The President. Thank you. Everybody, please have a seat, have a seat. I always do pretty good with writers and scientists. [Laughter] That's sort of my crew.

Hello, everybody.

Audience members. Hello.

The President. On behalf of Michelle and myself, welcome to the White House for one of our favorite events of the year—love this event—when truly extraordinary artists and innovators and thinkers are recognized for their brilliance while the rest of us look on and feel totally inadequate. [Laughter]

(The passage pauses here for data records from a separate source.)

PR #4199, opened 2026-01-22
fix: init NNC from reconciler instead of directly

rbtr:
**Reason for Change**:
There's no clear reason that CNS initializes with an NNC that it gets out of band from the typical NNC reconciler flow.
This separate path for fetching the NNC leads to bugs such as ingesting an NNC for a previous Node of the same name and state corruption once the reconciler (which is smart enough to wait for the actual NNC for its Node) starts. 
Additionally, any caching, filtering, or other selection done to NNCs for efficiency is not applied or must be duplicated. 

Instead, initialization can be run from the first NNC that the reconciler is pushed. This consolidates all CNS NNC reads to a single location where list-watch optimizations and filtering can be centralized.

### DIFF
--- a/cns/kubecontroller/nodenetworkconfig/reconciler.go
+++ b/cns/kubecontroller/nodenetworkconfig/reconciler.go
@@ -27,8 +27,12 @@ type cnsClient interface {
 	MustEnsureNoStaleNCs(validNCIDs []string)
 }
 
+type nodenetworkconfigSink func(*v1alpha.NodeNetworkConfig) error
+
+// Deprecated: use nodenetworkconfigSink instead
 type nodeNetworkConfigListener interface {
-	Update(*v1alpha.NodeNetworkConfig) error
+	// Deprecated: use nodenetworkconfigSink instead
+	Update(*v1alpha.NodeNetworkConfig) error // phasing this out in favor of the sink
 }
 
 type nncGetter interface {
@@ -38,31 +42,33 @@ type nncGetter interface {
 // Reconciler watches for CRD status changes
 type Reconciler struct {
 	cnscli             cnsClient
-	ipampoolmonitorcli nodeNetworkConfigListener
+	ipampoolmonitorcli nodenetworkconfigSink
 	nnccli             nncGetter
 	once               sync.Once
-	started            chan interface{}
+	started            chan any
 	nodeIP             string
 	isSwiftV2          bool
+	initializer        nodenetworkconfigSink
 }
 
 // NewReconciler creates a NodeNetworkConfig Reconciler which will get updates from the Kubernetes
 // apiserver for NNC events.
 // Provided nncListeners are passed the NNC after the Reconcile preprocesses it. Note: order matters! The
 // passed Listeners are notified in the order provided.
-func NewReconciler(cnscli cnsClient, ipampoolmonitorcli nodeNetworkConfigListener, nodeIP string, isSwiftV2 bool) *Reconciler {
+func NewReconciler(cnscli cnsClient, initializer nodenetworkconfigSink, ipampoolmonitorcli nodeNetworkConfigListener, nodeIP string, isSwiftV2 bool) *Reconciler {
 	return &Reconciler{
 		cnscli:             cnscli,
-		ipampoolmonitorcli: ipampoolmonitorcli,
-		started:            make(chan interface{}),
+		ipampoolmonitorcli: ipampoolmonitorcli.Update,
+		started:            make(chan any),
 		nodeIP:             nodeIP,
 		isSwiftV2:          isSwiftV2,
+		initializer:        initializer,
 	}
 }
 
 // Reconcile is called on CRD status changes
 func (r *Reconciler) Reconcile(ctx context.Context, req reconcile.Request) (reconcile.Result, error) {
-	listenersToNotify := []nodeNetworkConfigListener{}
+	listenersToNotify := []nodenetworkconfigSink{}
 	nnc, err := r.nnccli.Get(ctx, req.NamespacedName)
 	if err != nil {
 		if apierrors.IsNotFound(err) {
@@ -88,6 +94,15 @@ func (r *Reconciler) Reconcile(ctx context.Context, req reconcile.Request) (reco
 		validNCIDs[i] = nnc.Status.NetworkContainers[i].ID
 	}
 	r.cnscli.MustEnsureNoStaleNCs(validNCIDs)
+
+	// call initFunc on first reconcile and never again
+	if r.initializer != nil {
+		if err := r.initializer(nnc); err != nil {
+			logger.Errorf("[cns-rc] initializer failed during reconcile: %v", err)
+			return reconcile.Result{}, errors.Wrap(err, "initializer failed during reconcile")
+		}
+		r.initializer = nil
+	}
 
 	// for each NC, parse it in to a CreateNCRequest and forward it to the appropriate Listener
 	for i := range nnc.Status.NetworkContainers {
@@ -134,7 +149,7 @@ func (r *Reconciler) Reconcile(ctx context.Context, req reconcile.Request) (reco
 
 	// push the NNC to the registered NNC listeners.
 	for _, l := range listenersToNotify {
-		if err := l.Update(nnc); err != nil {
+		if err := l(nnc); err != nil {
 			return reconcile.Result{}, errors.Wrap(err, "nnc listener return error during update")
 		}
 	}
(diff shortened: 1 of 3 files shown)


cns/kubecontroller/nodenetworkconfig/reconciler.go
```diff
@@ -27,8 +27,10 @@ type cnsClient interface {
 	MustEnsureNoStaleNCs(validNCIDs []string)
 }
 
+type nodenetworkconfigSink func(*v1alpha.NodeNetworkConfig) error
+
 type nodeNetworkConfigListener interface {
-	Update(*v1alpha.NodeNetworkConfig) error
+	Update(*v1alpha.NodeNetworkConfig) error // phasing this out in favor of the sink
```
timraymond, line 35: Maybe add a `// Deprecated: use nodenetworkconfigSink`?

cns/service/main.go
```diff
@@ -1444,35 +1422,16 @@ func InitializeCRDState(ctx context.Context, z *zap.Logger, httpRestService cns.
...
-	// aks addons to come up so retry a bit more aggresively here.
-	// will retry 10 times maxing out at a minute taking about 8 minutes before it gives up.
-	attempt := 0
-	_ = retry.Do(func() error {
-		attempt++
-		logger.Printf("reconciling initial CNS state attempt: %d", attempt)
-		err = reconcileInitialCNSState(ctx, directscopedcli, httpRestServiceImplementation, podInfoByIPProvider, cnsconfig.EnableSwiftV2)
-		if err != nil {
-			logger.Errorf("failed to reconcile initial CNS state, attempt: %d err: %v", attempt, err)
-			nncInitFailure.Inc()
```
timraymond, line 1470: Do we still want to keep this counter around?

cns/kubecontroller/nodenetworkconfig/reconciler.go
```diff
@@ -89,6 +93,15 @@ func (r *Reconciler) Reconcile(ctx context.Context, req reconcile.Request) (reco
 	}
 	r.cnscli.MustEnsureNoStaleNCs(validNCIDs)
 
+	// call initFunc on first reconcile and never again
+	if r.initializer != nil {
+		if err := r.initializer(nnc); err != nil {
+			logger.Errorf("[cns-rc] initializer failed during reconcile: %v", err)
+			return reconcile.Result{}, errors.Wrap(err, "initializer failed during reconcile")
+		}
+		r.initializer = nil
```
timraymond, line 104: I think it's the same behavior for this to be wedged until initialization succeeds, but do we want to eventually circuit break? It seems like that was the original intention of the existing logic as I read the comment above it... whether that was true in practice may be dubious though because of swallowing the retry error and the `UntilSucceeded()`.

cns/kubecontroller/nodenetworkconfig/reconciler.go
```diff
@@ -89,6 +93,15 @@ func (r *Reconciler) Reconcile(ctx context.Context, req reconcile.Request) (reco
 	}
 	r.cnscli.MustEnsureNoStaleNCs(validNCIDs)
 
+	// call initFunc on first reconcile and never again
+	if r.initializer != nil {
+		if err := r.initializer(nnc); err != nil {
+			logger.Errorf("[cns-rc] initializer failed during reconcile: %v", err)
```
nddq, line 101: cns-rc? that's new 🙂

cns/kubecontroller/nodenetworkconfig/reconciler.go
```diff
@@ -38,31 +40,33 @@ type nncGetter interface {
...
 		nodeIP:             nodeIP,
 		isSwiftV2:          isSwiftV2,
+		initializer:        initializer,
 	}
 }
 
 // Reconcile is called on CRD status changes
 func (r *Reconciler) Reconcile(ctx context.Context, req reconcile.Request) (reconcile.Result, error) {
-	listenersToNotify := []nodeNetworkConfigListener{}
+	listenersToNotify := []nodenetworkconfigSink{}
```
nddq, line 71: were there going to be any other listener other than the ipam pool monitor?

cns/kubecontroller/nodenetworkconfig/reconciler.go
rbtr: You read the prior intent correctly - we wanted to retry for a while and eventually fail out as a signal to the user that something was wrong. However, the retry was long enough that CNS wouldn't exit frequently enough to end up in CrashLoopBackoff and instead the Pod would just clock 5-6 restarts per hour.
Eventually someone might notice, but in practice this effectively was a retry-forever.

By tying this in to the Reconcile loop, we will be able to lean on the ctrlruntime machinery - it automatically does retry backoff and exposes metrics for failed reconciles which we can collect and use as a signal.

cns/service/main.go
rbtr: It will be implicitly counted in failed nnc reconciles

cns/kubecontroller/nodenetworkconfig/reconciler.go
rbtr: oops

cns/kubecontroller/nodenetworkconfig/reconciler.go
rbtr: Good point

cns/kubecontroller/nodenetworkconfig/reconciler.go
rbtr: there are two now 🤷

cns/kubecontroller/nodenetworkconfig/reconciler.go
rbtr: someone else started this actually, it's all over this file?

rbtr: maybe it was me https://github.com/Azure/azure-container-networking/commit/c970d07e8f17ea77ea7f20fee17a7225a856abd0#diff-694b7c4cfba89c7ad55426495e4aa08416a34859e2b01df8c5e140c2a9906db6

cns/service/main.go
```diff
@@ -1444,35 +1422,15 @@ func InitializeCRDState(ctx context.Context, z *zap.Logger, httpRestService cns.
...
+	initializerWrapper := func(nnc *v1alpha.NodeNetworkConfig) error {
+		logger.Printf("Reconciling initial CNS state")
+		if err := reconcileInitialCNSState(nnc, httpRestServiceImplementation, podInfoByIPProvider, cnsconfig.EnableSwiftV2); err != nil {
```
nairashu, line 1427: This used to be in a retrier. Wouldn't removing the retrier affect the initialization efforts here.

nairashu: The comment on the retrier seems that it was added intentionally.

// apiserver nnc might not be registered or api server might be down and crashloop backof puts us outside of 5-10 minutes we have for
	// aks addons to come up so retry a bit more aggresively here.
	// will retry 10 times maxing out at a minute taking about 8 minutes before it gives up.

cns/kubecontroller/nodenetworkconfig/reconciler.go
```diff
@@ -89,6 +95,15 @@ func (r *Reconciler) Reconcile(ctx context.Context, req reconcile.Request) (reco
 	}
 	r.cnscli.MustEnsureNoStaleNCs(validNCIDs)
 
+	// call initFunc on first reconcile and never again
+	if r.initializer != nil {
+		if err := r.initializer(nnc); err != nil {
+			logger.Errorf("[cns-rc] initializer failed during reconcile: %v", err)
```
nairashu, line 101: You have a few errors where logger.Errorf is mentioned as deprecated to using zap logger instead. Possibly check for those updates.

cns/service/main.go
nairashu: Now that you are relying on controller runtime's backoff will this affect Node Ready times and degrade performance at scale?

rbtr: Also mentioned in response to @timraymond earlier, but to clarify:
The explicit retry is no longer necessary.
 
This init is run during the first NNC reconcile; if it is unsuccessful we return an error and the NNC event gets requeued. We lean on the ctrlruntime machinery to do backoffs and retries for us.
 
There is a minor behavioral change - previously we would crash after a certain number of retries. Now it will requeue forever. Functionally this results in the same user experience - CNS never becomes ready, and no Pods ever get IPs.
 
The timeout-crash was intended to more visibly tell us something was broken, but it never worked out that way because we wouldn't crash fast enough (after retrying for 10+ minutes) to trigger any alerts or fail a rollout. This new way we have access to the same amount of observable data, it's just through the reconciliation failure metric instead.

rbtr: Additionally, there is a failure mode in the direct Get that we avoid here - if the NNC did not exist yet, the previous design would error, so we retry to give DNC/RC time to process our Node. Now, we open a watch and wait for that NNC event to get pushed to us.

vipul-21 (approved):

I want to start by thanking a few members of our audience who help sustain the arts and the humanities in America. We have Members of Congress here. We have National Endowment for the Arts Chairman Jane Chu. Where's Jane? There she is. The National Endowment for the Humanities Chairman, Bro Adams, is here. And the Cochairs of the Presidential Committee on Arts and Humanities, George Stevens and Margo Lions. There they are.

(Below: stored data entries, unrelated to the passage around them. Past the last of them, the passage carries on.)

PR #4200, opened 2026-01-22
fix: only mark IPs Available for matching NCID

### LINKED ISSUE #4210: Replacing a Node with the same name in Overlay can corrupt CNS state
There's a state corruption bug in CNS when:
- The apiserver is overloaded so object garbage collection is delayed
- A node is deleted and replaced with one with the **same name**
- The CNI mode is Overlay, and the new Node gets the same secondary IP prefix as the old Node

The flow is roughly:
Node A is deleted. NNC A is queued for GC.
Node A' is created. NNC A exists, so NNC A' cannot be created yet.
CNS A' starts, reads NNC A. NNC A gets GC'd, NNC A' is created with the same secondary IP prefix. 
CNS tries to use the IPs from NNC A' but gets the ones from NNC A since they are the same set of IPs. This internal inconsistency causes IP assignment failure and this Node is unrecoverable.

<details><summary>More details</summary>

1) We get a stale NNC, and load the stale NC in to state, and the stale IPs in to PendingProgramming. 
2) We get a new/updated NNC. The new NC has the same IP addresses. We delete the stale NC from state, but not the stale IPs, which retain an association to the stale NC. 
3) We load the new NC into state and try to load the new IPs. However, CNS uniquely identifies IP by their address string in Overlay so we think they are already loaded.
4) The new NC is programmed, so we try to mark its IPs as available, but since we store them by address string, we accidentally mark the stale NC's IPs as available.
5) During the CNI IPAM assignment call, we assign an Available IP for the Pod. But when we try to change its state to Assigned, we have to look up its NC again, and that stale IP's NC has been delete from our state <- this is where we fail and return an Assignment error.
</details> 

There are several issues that stack to allow this to happen and need to be fixed:
1) During init we should use node UUID/ownerref to only load NNC for the actual Node we're running on.
2) When we purge a stale NC, we need to purge the IPs from that NC.
3) When we see an NC is programmed and mark IPs as available, we need to check the IP's NC association instead of only their ID string, and only mark the ones for that NC.
4) When we load IPs from the NNC, it's not good enough to ID them by address string. We can't fix the IP ID scheme today, but when we have an IP in state already from a different NC, we should error.

rbtr:
**Reason for Change**:

In block allocation modes, IPs are stored in CNS state not by an allocation UUID, but by their IP string as a key. This means that if a Node gets multiple NCs with overlapping blocks, when we program the new NC it is possible that the IPs in CNS state are for the wrong NC and we should not mark those as Available. This adds a last-minute sanity check to confirm that the IP is from the expected NC.

**Issue Fixed**:

**Requirements**:

- [ ] includes documentation
- [ ] adds unit tests

**Notes**:

### DIFF
--- a/cns/restserver/ipam.go
+++ b/cns/restserver/ipam.go
@@ -673,6 +673,8 @@ func (service *HTTPRestService) MarkIpsAsAvailableUntransacted(ncID string, newH
 			for uuid, secondaryIPConfigs := range ncInfo.CreateNetworkContainerRequest.SecondaryIPConfigs {
 				if ipConfigStatus, exist := service.PodIPConfigState[uuid]; !exist {
 					logger.Errorf("IP %s with uuid as %s exist in service state Secondary IP list but can't find in PodIPConfigState", ipConfigStatus.IPAddress, uuid)
+				} else if ipConfigStatus.NCID != ncID {
+					logger.Errorf("IP %s with uuid as %s NCID %s mismatch with current processing NCID %s, skip updating its status", ipConfigStatus.IPAddress, uuid, ipConfigStatus.NCID, ncID)
 				} else if ipConfigStatus.GetState() == types.PendingProgramming && secondaryIPConfigs.NCVersion <= newHostNCVersion {
 					_, err := service.updateIPConfigState(uuid, types.Available, nil)
 					if err != nil {
--- a/cns/restserver/ipam.go
+++ b/cns/restserver/ipam.go
@@ -673,9 +673,7 @@ func (service *HTTPRestService) MarkIpsAsAvailableUntransacted(ncID string, newH
 			for uuid, secondaryIPConfigs := range ncInfo.CreateNetworkContainerRequest.SecondaryIPConfigs {
 				if ipConfigStatus, exist := service.PodIPConfigState[uuid]; !exist {
 					logger.Errorf("IP %s with uuid as %s exist in service state Secondary IP list but can't find in PodIPConfigState", ipConfigStatus.IPAddress, uuid)
-				} else if ipConfigStatus.NCID != ncID {
-					logger.Errorf("IP %s with uuid as %s NCID %s mismatch with current processing NCID %s, skip updating its status", ipConfigStatus.IPAddress, uuid, ipConfigStatus.NCID, ncID)
-				} else if ipConfigStatus.GetState() == types.PendingProgramming && secondaryIPConfigs.NCVersion <= newHostNCVersion {
+				} else if ipConfigStatus.NCID == ncID && ipConfigStatus.GetState() == types.PendingProgramming && secondaryIPConfigs.NCVersion <= newHostNCVersion {
 					_, err := service.updateIPConfigState(uuid, types.Available, nil)
 					if err != nil {
 						logger.Errorf("Error updating IPConfig [%+v] state to Available, err: %+v", ipConfigStatus, err)
--- a/cns/restserver/ipam_test.go
+++ b/cns/restserver/ipam_test.go
@@ -1427,6 +1427,30 @@ func TestIPAMMarkIPAsPendingWithPendingProgrammingIPs(t *testing.T) {
 	}
 }
 
+func TestMarkIpsAsAvailableUntransactedSkipsMismatchedNCID(t *testing.T) {
+	svc := getTestService(cns.KubernetesCRD)
+	secondaryIPConfigs := map[string]cns.SecondaryIPConfig{
+		testIP1: {
+			IPAddress: testIP1,
+			NCVersion: 0,
+		},
+	}
+
+	createAndValidateNCRequest(t, secondaryIPConfigs, testNCID, "0")
+	createAndValidateNCRequest(t, secondaryIPConfigs, testNCIDv6, "0")
+
+	ncInfo := svc.state.ContainerStatus[testNCIDv6]
+	ncInfo.HostVersion = "0"
+	svc.state.ContainerStatus[testNCIDv6] = ncInfo
+
+	svc.MarkIpsAsAvailableUntransacted(testNCIDv6, 1)
+
+	ipState := svc.PodIPConfigState[testIP1]
+	assert.Equal(t, types.PendingProgramming, ipState.GetState())
+	assert.Equal(t, testNCID, ipState.NCID)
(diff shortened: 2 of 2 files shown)


cns/restserver/ipam.go
```diff
@@ -658,33 +658,45 @@ func (service *HTTPRestService) updateIPConfigState(ipID string, updatedState ty
...
-					ncInfo.CreateNetworkContainerRequest.SecondaryIPConfigs[uuid] = secondaryIPConfigs
-					logger.Printf("Change ip %s with uuid %s from pending programming to %s, current secondary ip configs is %+v", ipConfigStatus.IPAddress, uuid, types.Available,
-						ncInfo.CreateNetworkContainerRequest.SecondaryIPConfigs[uuid])
-				}
-			}
+			logger.Errorf("Error updating IPConfig [%+v] state to Available, err: %+v", ipConfigStatus, err)
 		}
+		secondaryIPConfigs.NCVersion = newHostNCVersion
+		ncInfo.CreateNetworkContainerRequest.SecondaryIPConfigs[uuid] = secondaryIPConfigs
+		logger.Printf("Change ip %s with uuid %s from pending programming to %s, current secondary ip configs is %+v", ipConfigStatus.IPAddress, uuid, types.Available, ncInfo.CreateNetworkContainerRequest.SecondaryIPConfigs[uuid])
```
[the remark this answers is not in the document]
rbtr: actually it was wrong before, too

cns/restserver/ipam.go
```diff
@@ -658,33 +658,45 @@ func (service *HTTPRestService) updateIPConfigState(ipID string, updatedState ty
...
-		previousHostNCVersion, err := strconv.Atoi(ncInfo.HostVersion)
+		return
+	}
+	previousHostNCVersion, err := strconv.Atoi(ncInfo.HostVersion)
+	if err != nil {
+		logger.Printf("[MarkIpsAsAvailableUntransacted] Get int value from ncInfo.HostVersion %s failed: %v, can't proceed", ncInfo.HostVersion, err)
+		return
+	}
+	// We only need to handle the situation when dnc nc version is larger than programmed nc version
+	if previousHostNCVersion < newHostNCVersion {
```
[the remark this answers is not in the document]
rbtr: the conditional was flipped correctly

cns/restserver/ipam.go
```diff
@@ -658,33 +658,43 @@ func (service *HTTPRestService) updateIPConfigState(ipID string, updatedState ty
...
+	}
+	for uuid, secondaryIPConfigs := range ncInfo.CreateNetworkContainerRequest.SecondaryIPConfigs {
+		ipConfigStatus, exist := service.PodIPConfigState[uuid]
+		if !exist {
+			logger.Errorf("IP %s with uuid as %s exist in service state Secondary IP list but can't find in PodIPConfigState", secondaryIPConfigs.IPAddress, uuid)
+			continue
+		}
+		// In block allocations, IPs do not have UUIDs, so the ID is actually the IP string. In these scenarios, we need to double check that
+		// the IP is the one for the NC we are processing in case there is stale IP data in PodIPConfigState from a previous NC.
+		if ipConfigStatus.NCID != ncID {
```
paulyufan2: I think we should check both exist and ipConfigStatus.NCID != ncID

timraymond (dismissed):

cns/restserver/ipam.go
rbtr: the previous block checks !exist and continues to the next loop

cns/restserver/ipam.go
```diff
@@ -658,33 +658,43 @@ func (service *HTTPRestService) updateIPConfigState(ipID string, updatedState ty
...
+	previousHostNCVersion, err := strconv.Atoi(ncInfo.HostVersion)
+	if err != nil {
+		logger.Printf("[MarkIpsAsAvailableUntransacted] Get int value from ncInfo.HostVersion %s failed: %v, can't proceed", ncInfo.HostVersion, err)
+		return
+	}
+	// We only need to handle the situation when dnc nc version is larger than programmed nc version
+	if previousHostNCVersion >= newHostNCVersion {
+		return
+	}
+	for uuid, secondaryIPConfigs := range ncInfo.CreateNetworkContainerRequest.SecondaryIPConfigs {
```
QxBytes: it seems like it's possible the "key" here is a pod ip string-- can we change the name to reflect this possibility? Also if I recall the linked issue it mentions the bug is contained to overlay mode, but it seems like this pod ip string key only comes into play in vnet block mode, unless that isn't the case? Also an aside-- if the SecondaryIPConfigs key is not always the uuid can we change the comment in the `CreateNetworkContainerRequest` struct-- I think it currently says `// uuid is key`.

QxBytes (commented):
Wanted to confirm also the issue this guards against is: 
if the persisted state (ContainerStatus) has 2 NCs NC A and NC A' with the same IP. Then, for that IP key in the in-memory state (PodIPConfigState) we have NC ID A. Then when we try to "sync"/transfer the persisted state of NC A' to the slot in the in-memory state for the IP key, it skips/gets rejected with this PR, since in-memory[IP key] has data from NC A, not NC A' (even though both NCs can refer to the same IP key in-memory).

rbtr:
> Wanted to confirm also the issue this guards against is: if the persisted state (ContainerStatus) has 2 NCs NC A and NC A' with the same IP. Then, for that IP key in the in-memory state (PodIPConfigState) we have NC ID A. Then when we try to "sync"/transfer the persisted state of NC A' to the slot in the in-memory state for the IP key, it skips/gets rejected with this PR, since in-memory[IP key] has data from NC A, not NC A' (even though both NCs can refer to the same IP key in-memory).

Correct. We've previously loaded IPs from NC A. Now we're marking Available IPs from NC A' (but they're the same IPs). Here, we check which NC the IP is from and will fail.

cns/restserver/ipam.go
rbtr: In any static prefix modes (definitely overlay, maybe vnet block), the key _is_ the IP string, and that's why we aren't aware that the IP is from a different NC. 
In podsubnet, which is what this code was originally written for, the secondary IPs are individually attached to the NC and have their own UUIDs, so getting a new NC would necessarily mean a new set of uniquely identifiable IPs.

rbtr: I have a change staged to update the reference from UUID to just ID but it is a wider reaching change than only in this func

QxBytes (dismissed):

nairashu (dismissed):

One of our great poets, Emily Dickinson, once said that "truth is such a rare thing, it is delightful to tell it." The truth is so rare, it is delightful to tell it. And that's especially true in Washington. [Laughter] The men and women that we honor today, recipients of the National Medals for the Arts and the Humanities, are here not only because they've shared rare truths, often about their own experience, but because they've told rare truths about the common experiences that we have as Americans and as human beings.

They span mediums and methods. We have artists, actors, writers, musicians, historians, a landscape architect, and a chef. Without them there would be no Edible Schoolyard—[laughter]—no Jhumpa Lahiri novels, no really scary things like "Carrie" and "Misery." [Laughter]

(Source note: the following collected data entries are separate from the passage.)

PR #4203, opened 2026-01-23
ci: update cilium version to 1.17 and decouple from pipeline vars

QxBytes:
**Reason for Change**:

The pipeline currently runs cilium 1.14 during testing. This is inaccurate, as our e2e cluster k8s version is 1.33, which should use cilium 1.17. The cilium version is currently controlled by a pipeline variable set to 1.14. However, we cannot just change it to 1.17 because the pipeline variable affects ALL runs of the pipeline for all release branches, including release/v1.6, release/v1.5 etc. which still need to be run with cilium 1.14. The solution is to control the cilium version from the state of the repo/code, rather than through a pipeline variable. To do this, we unset the pipeline variable and use the makefile to set the default cilium version. This is similar to how we set the default k8s version to 1.33 on this release branch, but on other release branches the makefile sets it to an earlier k8s version. Thus, going forward, each release branch can have its own compatible cilium version.

**Issue Fixed**:

Runs the tests against 1.17 and re-enables ebpf host routing tests since they should now always run since the cilium version is 1.17+

**Requirements**:

- [ ] includes documentation
- [ ] adds unit tests

**Notes**:
Does not affect ebpf host routing deployment or targets
.pipelines/cni/cilium/cilium-overlay-load-test-template.yaml put through a diff checker-- most of the delta is from CRLF -> LF
Check these runs:
ACN PR: https://msazure.visualstudio.com/One/_build/results?buildId=150406014&view=results
ACN PR 2: https://msazure.visualstudio.com/One/_build/results?buildId=150280427&view=results
CNI Release: https://msazure.visualstudio.com/One/_build/results?buildId=150285649&view=results
ACN Test Unofficial: https://dev.azure.com/msazure/One/_build/results?buildId=150406265&view=results
Nightly: https://msazure.visualstudio.com/One/_build/results?buildId=150456849&view=results

### DIFF
--- a/.pipelines/singletenancy/cilium-overlay/cilium-overlay-e2e.steps.yaml
+++ b/.pipelines/singletenancy/cilium-overlay/cilium-overlay-e2e.steps.yaml
@@ -40,7 +40,6 @@ steps:
         if [ "$CILIUM_VERSION_TAG" = "cilium-nightly-pipeline" ]; then
           echo "Running nightly"
           # makefile manages cilium version (nightly doesn't use DIR)
-          unset DIR
           unset CILIUM_VERSION_TAG
           make -C ./hack/aks deploy-cilium-nightly
         else


.pipelines/singletenancy/cilium/cilium-e2e.steps.yaml
```diff
@@ -33,9 +33,9 @@ steps:
         pwd
         kubectl cluster-info
         kubectl get po -owide -A
-        export DIR=$(echo ${CILIUM_VERSION_TAG#v} | cut -d. -f1,2)
-        # cilium version tag is already exported
-        echo "installing cilium version ${CILIUM_VERSION_TAG} from directory ${DIR}"
+        # makefile manages cilium version
+        unset DIR
```
vipul-21, line 37: Why do we have to unset `DIR` or `CILIUM_VERSION_TAG` ? Are they still being assigned the values in the pipelines somewhere ? Being safe before calling the makefile ?

vipul-21 (approved):

.pipelines/singletenancy/cilium/cilium-e2e.steps.yaml
QxBytes: Yes so because `DIR` and `CILIUM_VERSION_TAG` are variables in the ADO pipeline GUI (pipeline runtime variables), they are automatically populated as env variables in each script, even when set to "". Because they are technically set (*to the empty string), make will not use the makefile defaults, and will instead use "" as the `DIR` and "" as the `CILIUM_VERSION_TAG`. When I unset these variables, make's `?=` behavior sets them to the proper defaults (like `DIR=1.17` for example)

They are versatile—poets and opera singers who were also master teachers at liberal arts colleges and Detroit Public Schools; philosophers who wrote novels. They are visual artists who work filling pages that spilled over to screens, three-dimensional gallery floors, and most of a New York City block.

And they all have one thing in common: They do what they do because of some urgent inner force, some need to express the truth that they experience, that "rare truth." And as a result, they help us understand ourselves in ways that we might not otherwise recognize. They deepen and broaden our great American story and the human story.

So we celebrate writers like Larry McMurtry, who grew up on a Texas ranch without books, but went on to pen a multitude of memoirs and essays, more than 30 novels, and cowrote screenplays for films like "Brokeback Mountain." He wrote about the Texas he knew from his own life, and then the old West as he heard it through the stories of his grandfather's—on his grandfather's porch. And in "Lonesome Dove," the story of two ex-Texas Rangers in the 19th century, readers found out something essential about their own souls, even if they'd never been out West or been on a ranch.

We celebrate historians like Everett Fly, who studied to become both a building and landscape architect and who got his start studying forgotten African American towns and communities. Deep in the stacks of the National Archives, he encountered a map of a Freedman's Village that is now Arlington National Cemetery, which inspired him to research further. "Once I got to the National Archives and saw all of those records," Everett says, "I knew I just had to keep on working." And because he kept on working, we have come to know some 1,300 African American and Native American towns and structures across our country.

We celebrate incomparable musicians like Meredith Monk, who has been making music with the instrument of her voice for 50 years. Her singular blend of harmonies, yowls, rasps—[laughter]—have punctuated concert halls and films, as well as the performances of her fellow recipients here today. "I've been in fashion and out of fashion," she says. I can relate to that. [Laughter] "I just keep on trucking along. It's an inner necessity to work, and that's not going to change. I need to create." I need to create.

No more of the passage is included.